Because he had no idea. And having that reminder, while it should have alleviated his guilt, even a little, made him feel that much worse.
“I don’t know,” he growled. “But not doing anything sure didn’t help, did it?”
He instantly regretted snapping at her.
For three days he hadn’t talked to anyone about what he was thinking or feeling. Sure, he’d talked to Lindy and the nurses and the boys. But that was all work stuff. Keeping-it-together stuff.
Miranda was personal.
“I’m scared too, Carl,” she said, reminding him of all the things he’d promised and all the promises he hadn’t been able to keep.
“I’m sorry,” he said, his voice rough. He cleared his throat and breathed deeply through his nose. Crying had never been Carl’s emotional outlet. The closest he’d ever got was at his dad’s funeral but that was only because he’d had so much whiskey he’d nearly pissed himself.
But he was scared.
The center of his gut was in a never-ending freefall.
“I shouldn’t snap at you.” He patted the pocket on his chest, feeling the familiar pack of cigarettes. Miranda hated it when he smoked, that’s why he’d tried to quit years ago. And he almost had. But then they’d fallen apart and soon after so had his convictions.
He stood and made his way down the stairs to the exit.
As he wrestled with his lighter and a smoke, Miranda cleared her throat and her voice went up an octave. A sign she was nervous.
“I, uh. I was thinking about flying out there.”
“Out where?” he asked, sitting down on the curb.
“To where you are.”
Pain shot through his gut and he closed his eyes.
“You know, to be there for the guys.”
Carl took another slow drag of the cigarette, drawing the smoke and nicotine deep into his lungs.
“Right,” he murmured, releasing the smoke into the air around him. “For the guys.”
“And for you.” Miranda inhaled audibly and she rushed out, “Unless you have someone there for you. I don’t want to… ”
Across the parking lot a bird swooped down into a space and pecked through what was left of food that had been tossed. It was just crumbs. But the eagerness with which the bird gobbled them up make Carl hurt in old places.
“No, I’ve got it,” he said, sounding way more casual than he felt. But that had always been his gift. He sucked hard on the cigarette and burned his throat. “I’m sure you have work anyway.”
“Dammit, Carl,” she said softly. “Please. Let me care about you.”
He shook his head even though she couldn’t see him.
Hope was a dangerous thing to give a man.
As long as he was away from her, he could maintain the façade of being all right. He could put on his grumpy face and say his swear words and no one would know he was only half alive.
But being around her, seeing her, hearing her… his incompleteness would be apparent.
“Carl?” she asked when he hadn’t spoken for a couple minutes.
“Yeah,” he acknowledged, putting the little that was left of his cigarette to his lips and lifting his eyes to where the bird had been.
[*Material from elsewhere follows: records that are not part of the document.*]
PR #313, opened 2019-08-05
Fixed (i think): Being stuck on a web indefinitely, unless the web wa…

drk84:
…s created by a spider. Default stuck value is now around 6 seconds.

Now, after the STUCK memory item expires if the character continues to move towards the web it will get stuck again, while if move in another direction he will be free from the web.

 The web item didn't have a timer set, that means the character  would get a  STUCK memory item that never expired because the STUCK memory item get his timer value from  the web  the character stepped on.

But i remember that the old web behaviour was different: you got stuck on the web until you slowly "break it" by trying move, it seems now that being frozen blocks every attempt to move?

- Fixed: Purple potions MoreX (countdown to explosion) always ignored when set, default countdown value is 4 seconds.

### DIFF
--- a/Changelog-X1-Nightlies.txt
+++ b/Changelog-X1-Nightlies.txt
@@ -1847,7 +1847,7 @@ WARNING: Important change!
 30-07-2019, Nolok
 - Fixed: Tooltip data not being sent right after an item was added to a container, in that case a random tooltip was shown for the item.
 
-02-07-2019, Nolok
+02-08-2019, Nolok
 - Fixed: Connections to the HTTP server were always blocked, even if legit.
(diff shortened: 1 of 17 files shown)


cbnolok:
Could it be that in the past ststf_freeze was not set, and now it is? In that case the client would block the player actions

drk84:
By removing the statf_freeze it works similar with the "fix" i sent,  continuing to move towards the web will weaken the web but moving in another direction will allow you to move freely

cbnolok:
Mmm then wait a sec, yesterday i fixed part of the problem but your change is still necessary, maybe with my fix you could even remove the statf_freeze flag and restore the old behavior.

A pair of legs blocked his view and he followed them up to brown eyes.
He froze, still pressing the phone to his ear.
Miranda stood before him, worry in her eyes and wrinkles in her clothes.
She shrugged in frame and expression.
Carl slowly removed the cigarette butt from his lips and dropped it onto the concrete. He swallowed, trying to figure out if the combination of stress and sleep deprivation was causing him imagine things.
“You’re here?” he asked.
She nodded, sliding the phone away from her ear and ending the call.
“I didn’t want you to be alone,” she said after a beat.